_TASK DESCRIPTION_: Quote the data below in full, please, without altering anything.

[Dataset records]
Issue #1336, opened 2022-08-11
No interface class for MicroProfiler


mansnils:
This feature https://github.com/tensorflow/tflite-micro/commit/4a8320a72772dba3190570b9b9163b0db86bc37f may signicantly increase stack usage or memory footprint for projects even not using the feature. A profiler class that inherits from MicroProfiler will increase it's size even though it can not access the array since it is private to MicroProfiler.
One option to remedy this could be to add a new Profiler inheriting from MicroProfiler with the additonal CSV log feature (calling it ExtendedMicroProfiler), and place for more features. However even better would be to have an abstract base class for MicroProfiler, with BeginEvent/EndEvent that MicroProfiler inherits from. Projects would then have the option to only override this interface profiler class.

_EXERCISE OUTPUT_:
Issue #1336, opened 2022-08-11
No interface class for MicroProfiler


mansnils:
This feature https://github.com/tensorflow/tflite-micro/commit/4a8320a72772dba3190570b9b9163b0db86bc37f may signicantly increase stack usage or memory footprint for projects even not using the feature. A profiler class that inherits from MicroProfiler will increase it's size even though it can not access the array since it is private to MicroProfiler.
One option to remedy this could be to add a new Profiler inheriting from MicroProfiler with the additonal CSV log feature (calling it ExtendedMicroProfiler), and place for more features. However even better would be to have an abstract base class for MicroProfiler, with BeginEvent/EndEvent that MicroProfiler inherits from. Projects would then have the option to only override this interface profiler class.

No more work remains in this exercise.